I need some advice! I'm going crazy and as most of us know, no one can understand a nurse better than another nurse.
I have been working in stepdown, ICU, and over the past year in ER for a total of 8 years. I've always had the type of personality that makes you more prone to worry. In nursing school I remember having anxiety that I wouldn't make it, pass boards, etc. Then as a New graduate that I wouldn't be adequate enough. Here I am 8 years down the road a very good/confident nurse but the stress of he job has overtaken my life. My anxiety got worse with each child ( I now have 2). I have seen so many negative things over the past 8 years, a lot of death, a lot of horrible things as you all know. I have become a total hypochondriac, every time I have a bump or ache or either one of my kids do I jump to the worst conclusion. I have an obsession with cancer and am terrified that I am going to die or one of my kids is. To make a long story short I was diagnosed with PTSD and have anxiety and depression. My counselor suggests that I take a break for nursing but I can't quit for another 6 months because of financial reasons. I am not interested in taking meds and prefer to take a natural approach.

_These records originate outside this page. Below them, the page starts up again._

PR #2620, opened 2020-03-22
Change line smoothing on Exponential Moving Average

### LINKED ISSUE #2596: [FR] Line smoothing based on moving average rather than on splines
The current implementation (based on Catmull-Rom splines) doesn't actually show the overall trend. I think it is better to use some variant of moving average smoothing (https://en.wikipedia.org/wiki/Moving_average). 

E.g. here splines just make interpolation:
image
image

P.S. Tensorboard uses namely exponential moving average.

Valentyn1997:

Resolves https://github.com/mlflow/mlflow/issues/2596. 
Added method to smooth the array of values with EMA, changed Smoothing Slider range (now it corresponds to the inverted degree of weighting, from 1 to 100).

## How is this patch tested?

Visual inspection (I don't know, how to write tests for JS):
image
image
image

- [X] UI
- [ ] CLI
- [ ] API
- [ ] REST-API
- [ ] Examples
- [ ] Docs
- [ ] Tracking
- [ ] Projects
- [ ] Artifacts
- [ ] Models
- [ ] Scoring
- [ ] Serving
- [ ] R
- [ ] Java
- [ ] Python


mlflow/server/js/src/components/MetricsPlotView.js
```diff
@@ -1,13 +1,25 @@
...
-import PropTypes from 'prop-types';
+import PropTypes, {array} from 'prop-types';
 import { X_AXIS_STEP, X_AXIS_RELATIVE } from './MetricsPlotControls';
 import { CHART_TYPE_BAR } from './MetricsPlotPanel';
 import Plot from 'react-plotly.js';
 
 const MAX_RUN_NAME_DISPLAY_LENGTH = 36;
 
+function EMA(mArray, mRange) {
+  const k = 2 / (mRange + 1);
```
dbczumar: @Valentyn1997 I tried out this EMA code and found that the behavior is a little bit counterintuitive in certain cases. I've gone ahead and prototyped an alternative routine inspired by TensorBoard. Here are some examples of the before (the EMA routine introduced by this PR) and after (the prototyped EMA routine):

Before:
before1
After:
after1

Before:
before2
After:
after2

Before:
before3
After:
after3

In these three cases, I believe that the `after` examples provide more accurate smoothing behavior. Here's the proposed routine, which performs a bias correction ("debiasing") routine to ensure that the first few elements of the metric value set aren't artificially skewed lower:

```
function EMA(mArray, smoothingWeight) {
  // If all elements in the set of metric values are constant, or if
  // the degree of smoothing is set to the minimum value, return the
  // original set of metric values
  if (smoothingWeight <= 1 || mArray.every((v) => v === mArray[0])) {
    return mArray;
  }

  const smoothness = smoothingWeight / 101;
  const smoothedArray = [];
  let biasedElement = 0;
  for (let i = 0; i < mArray.length; i++) {
    biasedElement = (biasedElement * smoothness) + ((1 - smoothness) * mArray[i]);
    // To avoid biasing earlier elements toward smaller-than-accurate values, we divide
    // all elements by a `debiasedWeight` that asymptotically increases and approaches
    // 1 as the element index increases
    const debiasWeight = 1.0 - Math.pow(smoothness, i + 1);
    const debiasedElement = biasedElement / debiasWeight;
    smoothedArray.push(debiasedElement);
  }
  return smoothedArray;
}
```

Please let me know how you feel about using this routine instead (we may also want to replace the constant `101` with `max + 1` where `max` is the maximum value configured in the smoothness slider).

cc @smurching and @Zangr for a review here as well.

dbczumar (changes requested):
@Valentyn1997 Thanks so much for this contribution. I've left a couple of comments; the biggest one is a proposed change to the EMA calculation.

mlflow/server/js/src/components/MetricsPlotView.js
smurching: Makes sense / looks reasonable to me!

smurching (commented):
Thanks @Valentyn1997 & @dbczumar, agree with @dbczumar's suggestion to use the TensorBoard-based EMA algorithm (& would be great to add tests for that algorithm under  `mlflow/server/js/src/components/MetricsPlotView.test.js`).

One UX question I have, since we're actually changing the values of the Y axis in the graph - if the user enables smoothing, can we enhance the plot tooltips that appear when we hover over an individual point to show both the original & smoothed values? e.g. see the tooltip in this TensorBoard example:

image

It seems possible to customize tooltip content by passing an extra `text` value into the `data` array passed to Plotly [here](https://github.com/mlflow/mlflow/blob/9ec25f157a548fa8e60ee13e3be5c3d2d513a3d5/mlflow/server/js/src/experiment-tracking/components/MetricsPlotView.js#L56), as per [the Plotly docs](https://plotly.com/javascript/hover-text-and-formatting/), I'd recommend giving that a try - thanks!

mlflow/server/js/src/components/MetricsPlotView.js
Valentyn1997: Yes, debiased version is much better!

Valentyn1997: Added - thanks for the function code!

mlflow/server/js/src/components/MetricsPlotView.js
```diff
@@ -61,10 +73,10 @@ export class MetricsPlotView extends React.Component {
           }
           return MetricsPlotView.parseTimestamp(entry.timestamp, history, xAxis);
         }),
-        y: history.map((entry) => entry.value),
+        y: EMA(history.map((entry) => entry.value), lineSmoothness),
         type: 'scatter',
         mode: isSingleHistory ? 'markers' : 'lines+markers',
-        line: { shape: 'spline', smoothing: lineSmoothness },
+        // line: { shape: 'spline', smoothing: lineSmoothness },
```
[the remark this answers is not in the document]
Valentyn1997: Done

Valentyn1997:
> Thanks @Valentyn1997 & @dbczumar, agree with @dbczumar's suggestion to use the TensorBoard-based EMA algorithm (& would be great to add tests for that algorithm under `mlflow/server/js/src/components/MetricsPlotView.test.js`).
> 
> One UX question I have, since we're actually changing the values of the Y axis in the graph - if the user enables smoothing, can we enhance the plot tooltips that appear when we hover over an individual point to show both the original & smoothed values? e.g. see the tooltip in this TensorBoard example:
> 
> image
> 
> It seems possible to customize tooltip content by passing an extra `text` value into the `data` array passed to Plotly [here](https://github.com/mlflow/mlflow/blob/9ec25f157a548fa8e60ee13e3be5c3d2d513a3d5/mlflow/server/js/src/experiment-tracking/components/MetricsPlotView.js#L56), as per [the Plotly docs](https://plotly.com/javascript/hover-text-and-formatting/), I'd recommend giving that a try - thanks!

I think it could be better to with `hovertemplate` rather than with `text`, as described here -   https://plotly.com/javascript/hover-text-and-formatting/.

So after the last commit, it should look like:
smoothing

dbczumar:
@Valentyn1997 Thanks so much for addressing comments! @smurching and I will give this another pass within the next day.

smurching:
@Valentyn1997 pushed a small change to fix the text that shows up in the metrics popover when an individual point is clicked in the plot (just showing the original y-axis value instead of the smoothed value)

Before:
image

After:
image

With that change, LGTM!

dbczumar (approved):
LGTM! I will follow up with a PR shortly that introduces a shadow curve with the true metric value:

Screen Shot 2020-04-15 at 1 11 35 PM

dbczumar:
Thanks for this excellent contribution @Valentyn1997!

Valentyn1997:
You are welcome! I also thought about the shadow curve, but I think, it will make rendering of many metrics harder for browser. MetricPlotView is freezing already when there are more than 30-40 curves.

dbczumar:
@Valentyn1997 Thanks for raising that concern - it would be awesome to investigate approaches for improving the performance here. Hopefully this isn't a performance limitation of Plotly.

PR #2639, opened 2020-03-25
Unblock Travis tests

tomasatdatabricks:
2 test fixes:

1.  we were running large python tests instead of the small tests due to a typo. 
     renamed stage "small" to "Small" so that it's recognized in the shell script that runs tests.
2.  spark test were failing due to misconfigured rights. 
   It looks like that executable spark scripts such as spark-submit, spark-class etc get installed in two 
   places and only on of them is executable. Spark happens to use the location which is not 
   executable. This PR fixes it by chmoding all spark-* executables. This is a quick fix, we should look into it more later, but I think we should unblock tests first.

### DIFF
--- a/.travis.yml
+++ b/.travis.yml
@@ -10,7 +10,7 @@ matrix:
     # Nightly builds run the tests/examples end-to-end test suite.
     # Does not include Windows since Projects/Models are mostly not compatible with Windows as of now.
     - stage: Nightly
-    - stage: small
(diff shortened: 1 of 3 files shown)


aarondav (approved):
It's hacky, but it makes our tests pass, so let's use it for now!

harupy:
@tomasatdatabricks Thanks a lot for resolving this issue!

Its unfortunate because I know I'm a good nurse and to quit feels like I'm giving up and not contributing to a profession I love but I feel like it's ruining my life. I'm incredibly negative and pessimistic, never having hope for any patients I take care of anymore. Please help! I need advice from other nurses who can understand me.
Last edit by HMA19 on Jul 25, '17
Jul 26, '17
Why not try another area of nursing? There are so many areas that don;t deal with death and disease all day- perhaps this change might help?
Jul 26, '17
First off - I totally have the same fears! Its hard to extinguish that fire when you get so caught up in your thoughts/feelings. However, ANXIETY DOESN'T MEAN YOU CANT STILL BE A GREAT AND PRODUCTIVE NURSE. And I totally mean that! I worked my butt off in home health for a couple of years and it made me so anxious caring for patients that could potentially fall, die, etc. and I was constantly questioning my judgement. A friend of mine was working in a substance abuse facility and suggested I work there as an RN. It was the BEST thing I ever did. Of course I still have some acute cases and patients have died, but it is FAR better than what I was doing before. I have constant support from my fellow co workers. Fortunately, nursing has so many unique paths that aren't necessarily hospital-based. I would encourage you to give another specialty a try!

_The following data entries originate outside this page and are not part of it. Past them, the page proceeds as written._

Issue #2603, opened 2020-03-18
[BUG] Flower Classification example not serving model


tfurmston:
Thank you for submitting an issue. Please refer to our [issue policy](https://www.github.com/mlflow/mlflow/blob/master/ISSUE_POLICY.md)
for information on what types of issues we address. For help with debugging your code, please refer to [Stack Overflow](https://stackoverflow.com/questions/tagged/mlflow).

Please fill in this template and do not delete it unless you are sure your issue is outside its scope.

### System information
- **Have I written custom code (as opposed to using a stock example script provided in MLflow)**:
- **OS Platform and Distribution (e.g., Linux Ubuntu 16.04)**: MacOS Sierra
- **MLflow installed from (source or binary)**:  
- **MLflow version (run ``mlflow --version``)**: mlflow, version 1.7.0
- **Python version 3.5.6:
- **npm version, if running the dev UI**:
- **Exact command to reproduce**: mlflow models serve -m mlruns/0/ec90976429dc4c99b8785347e0f515a0/artifacts/model/   -p 54321

### Describe the problem
Describe the problem clearly here. Include descriptions of the expected behavior and the actual behavior.

I have been trying to run the flower_classifier example. 

Firstly, the command `mlflow run examples/flower_classifier` fails. I believe this is because the `conda.yaml` doesn't pin the version of `tensorflow-mkl` and so tensorflow 2 is installed and the tutorial is written for tensorflow 1. I have fixed this issue by pinning the version as follows: `tensorflow==1.13.1`. Training is now working and completes successfully. 

I now try to run the serving of the model with the command, `mlflow models serve -m mlruns/0/ec90976429dc4c99b8785347e0f515a0/artifacts/model/   -p 54321`. 

I get the following error:

`
mlflow models serve -m mlruns/0/ec90976429dc4c99b8785347e0f515a0/artifacts/model/ -p 54321

2020/03/18 16:09:22 INFO mlflow.models.cli: Selected backend for flavor 'python_function'
2020/03/18 16:09:23 INFO mlflow.pyfunc.backend: === Running command 'source /miniconda3/bin/../etc/profile.d/conda.sh && conda activate mlflow-7e358be9432b86abb8743e4042a7cbdfef5d583d 1>&2 && gunicorn --timeout=60 -b 127.0.0.1:54321 -w 1 ${GUNICORN_CMD_ARGS} -- mlflow.pyfunc.scoring_server.wsgi:app'
[...]

PR #2646, opened 2020-03-27
Update _mlflow_conda_env to add pip when necessary

tfurmston:

I have updated _mlflow_conda_env to automatically add pip to the conda dependencies when there exist pip dependencies but pip is not specified. 

This PR addresses one of the issues found here, [https://github.com/mlflow/mlflow/issues/2603](https://github.com/mlflow/mlflow/issues/2603)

I understand. I have anxiety depression panic attacks and been diagnosed with ptsd. This year literally almost killed me. My health got so bad I couldn't function. Things went down at work and turned my world. I even had suicidal thoughts. I am still struggling but fortunately I haven't wanted to commit suicide in months and my health is a little better. I take medication and go to a therapist. Hang in there you are not alone. The struggle is awful.